Automated, Scalable, Airborne-Only, 3D Modeling of Urban Environments
Avideh Zakhor and Min Ding
Textured 3D city models are needed in many applications such as city planning, 3D mapping, and photo-realistic fly and drive-throughs of urban environments. While combined ground/aerial modeling results in photorealistic modeling suitable for both virtual walkthrough and drive-throughs, generating such models is extremely time consuming in that every street needs to be driven through and mapped properly. In contrast, airborne-only modeling can potentially be done extremeley efficiently since flying over a region is much faster than driving within it. As such, airborne-only modeling could result in fast, scalable 3D mapping of major urban areas in the globe.
3D model geometries are typically generated from stereo aerial photographs or range sensors such as Lidars. Fast, automated mapping of detailed aerial textures on the 3D geometry models is a challenging problem and the subject of this project. Traditionally, this has been done by manual correspondence between landmark features in the 3D model and the 2D imagery via a human operator. This approach is extremely time-consuming and does not scale to large regions. Frueh et al.  developed an approach in 2004 which would start with a coarse GPS/INS readout and refine it via an exhaustive search approach. This technique would take approximately 20 hours per image on today's computers.

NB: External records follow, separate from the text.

PR #1593, opened 2026-05-07
feat(data-access): extend DOMAIN_PATTERN to support subpath domains (LLMO-4187)

Kanishkavijay39:
### Problem

Domain validation in `PlgOnboarding` used a regex that only accepted plain
hostnames (e.g. `nba.com`). Subpath domains like `nba.com/kings` were
rejected, blocking PLG and LLMO customers from self-onboarding subpath sites.

### Changes

**`plg-onboarding.model.js`**
- Updated `DOMAIN_PATTERN` to allow optional path segments after the hostname
  (e.g. `nba.com/kings`, `nba.com/us/kings`)
- Added IPv4 negative lookahead so addresses like `127.0.0.1` are rejected
- Simplified label sub-pattern to stay within SonarQube regex complexity limit (20)
- Removed duplicate `_` from `DOMAIN_PATTERN` character class (cosmetic)

**`plg-onboarding.schema.js`**
- Fixed the `domain` attribute length check to measure the hostname only
  (`value.split('/')[0].length <= 253`) so the path segment doesn't count
  against the 253-char DNS limit
- Reject path segments ending with a dot (`foo.`, `foo..`, `foo../bar`) — these
  can be misinterpreted as traversal forms on some canonicalizers
- Reject non-printable/control characters (null bytes etc.) at the validator
  boundary before any downstream processing

### Valid after this change

| Value | Before | After |
|-------|--------|-------|
| `nba.com` | ✅ | ✅ |
| `www.nba.com` | ✅ | ✅ |
| `nba.com/kings` | ❌ | ✅ |
| `nba.com/us/kings` | ❌ | ✅ |
| `example.com/foo_bar` | ❌ | ✅ |
| `https://nba.com` | ❌ | ❌ |
| `127.0.0.1` | ✅ (bug) | ❌ |
| `nba.com?q=1` | ❌ | ❌ |
| `nba.com#top` | ❌ | ❌ |
| `nba.com/foo.` | ✅ (bug) | ❌ |
| `nba.com/foo..` | ✅ (bug) | ❌ |
| `foo_bar.com` | ✅ (bug) | ❌ |
| `nba.com\x00/evil` | ✅ (bug) | ❌ |

## Local testing
image
image

## Related Issues

- [LLMO-4187](https://jira.corp.adobe.com/browse/LLMO-4187)

---

Thanks for contributing!


Kanishkavijay39 (commented):
Testing done

solaris007 (changes requested):
Hey @Kanishkavijay39,

Reviewed this as the foundation the api-service and ESS UI changes build on. The validator itself is correct and the test catalog is genuinely strong - my one substantive ask is about what the package exports, because that determines whether the companion PR can consolidate onto it without regressing.

## Strengths
- The tightening is right and enforced at the persistence layer, which is the correct last line of defense regardless of which HTTP path wrote the row: the old pattern accepted single-label hostnames, bare IPs, and underscored hostnames; the new one does not.
- `validate()` (plg-onboarding.schema.js:31) is a clean, fail-fast layered check - typeof guard, lowercase rejection (not silent coercion), control-character rejection, all-numeric-hostname rejection, trailing-dot path rejection, then pattern and length caps. It returns false (no throw) for null/undefined/number/object.
- Exemplary boundary tests: 253/254 hostname, 2048/2049 total, short-form IP, decimal IP, null byte, control char, and the subtle "path length does not inflate the hostname cap" case - each asserting the fixture length before validating. The catalogs are DAMP (labeled, distinct cases), not per-input mirroring; the ~4:1 test-to-code ratio is appropriate for a validator whose value is the breadth of inputs it accepts and rejects.
- ReDoS-safe: both regexes are linear (delimiter-anchored groups, bounded quantifiers) and input is capped at 2048.
- Regression-safe in this repo: the only PlgOnboarding domain fixtures (`example.com`, `staging.example.com`, `stage1.lovesac.com`, `staging.lovesac.com`) are all multi-label, lowercase, and non-IP, so they remain valid; and `domain` is `readOnly` (validated on write only), so existing rows are not retroactively invalidated.
- The comments are honest about the design - they say outright that `DOMAIN_PATTERN` is not sufficient alone and point to the schema validator.

## Issues

### Important
**The package exports the partial validator, not the complete one (plg-onboarding.model.js:48, plg-onboarding.schema.js:31).** The safety-critical checks - all-numeric/short-form-IP rejection, control-character rejection, length caps, trailing-dot rejection - live inside the inline `validate()` closure, which is not exported. What a consumer can import is the bare `DOMAIN_PATTERN` (plus `normalizeDomain` and the length constants), and the bare pattern accepts `127.1`, `0x7f.0.0.1`, `nba.com/foo.`, `nba.com/foo..`, with no length cap. The companion adobe/spacecat-api-service#2363 explicitly plans to import `DOMAIN_PATTERN` to "stay in sync," which would silently re-open exactly those holes in the consumer. This is not exploitable inside spacecat-shared (the schema always runs the full check and the data-access layer never makes outbound fetches), so it is Important rather than Critical, but it is an attractive-nuisance API surface. Lift the `validate()` body into a reusable `static isValidDomain(value)` on `PlgOnboarding` and have the schema delegate to it, so the schema and external consumers share one implementation - and pin it with a test that the bare `DOMAIN_PATTERN` accepts `127.1` while `isValidDomain` rejects it. That single change is what lets #2363's consolidation be correct instead of a regression.

### Minor
- **The lowercase-only rule also forces the path lowercase (plg-onboarding.schema.js:31, model.js:48).** Hostnames are case-insensitive, but URL paths are case-sensitive (RFC 3986), so `nba.com/Kings` is rejected and a customer whose site lives at a mixed-case path cannot onboard. If that is intentional canonicalization, document it; if not, the lowercase rule should apply to the host segment only. This is also the axis on which the companion api-service validator (case-insensitive) disagrees with this one.
- **The IPv4 negative lookahead `(?!\d+(\.\d+){3})` over-rejects (plg-onboarding.model.js:48).** It rejects any string beginning with a dotted-quad, including legitimate hostnames like `1.2.3.4.example.com` or `192.168.1.1.nip.io` (nip.io-style wildcard DNS). It errs safe and is partly redundant with the schema's `/^[\d.]+$/` all-numeric guard, but a customer on such a host would be blocked with no obvious reason. Worth a conscious decision; consider anchoring the IPv4 check to a whole-hostname match.
- **The `typeof value !== 'string'` guard (plg-onboarding.schema.js:32) is untested.** The invalid catalog is all strings, so the guard's true branch never runs. Add `validate(null)`, `validate(123)`, `validate(undefined)` -> false. Without the guard a non-string would throw on `.toLowerCase()`.

## Recommendations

In this project, we have developed a scheme which can automatically register aerial imagery onto 3D geometry models in a matter of minutes instead of hours. We start with a coarse GPS/INS readout and then refine the pose by applying a series of algorithms including: (a) vanishing point detection; (b) 2D corner detection and correspondence between 3D model and 2D imagery; (c) Hough transform to prune possible matches; (d) generalized RANSAC algorithm to find in-lier matches; and (e) Lowe's algorithm to compute the 3D camera pose. There are a number of innovations in this project: first is a new vanishing point detection algorithm for aerial images of complex urban scenes. The detected vanishing points provide a coarse camera pose estimate and extract inherently 3D information from 2D imagery. The second is a feature point, 2D corner, detected from images based on the 3D information captured by vanishing points. 2D corners are used in point correspondences for camera pose refinement. The last innovation is the overall system design and flow of the algorithmic steps required to solve this problem. By taking advantage of the parallelism and orthogonality inherently present in man-made structures, our system is able to apply well-justified algorithms to provide a fast and truly automated camera registration solution for texture mapping. Our proposed system can achieve 91% accuracy in recovering a camera pose for 90 oblique aerial imagery over the downtown Berkeley area. The accuracy of the system is around 50% for residential areas, and is our current topic of investigation.
Figure 1: An example of a residential area in downtown Berkeley which has been texture mapped with 8 airborne pictures on top of 3D geometry obtained via 1/2 meter resolution airborne lidar data
- C. Früh, R. Sammon, and A. Zakhor, "Automated Texture Mapping of 3D City Models With Oblique Aerial Imagery" 2nd International Symposium on 3D Data Processing, Visualization, and Transmission, Thessaloniki, Greece, September 2004, pp. 396-403.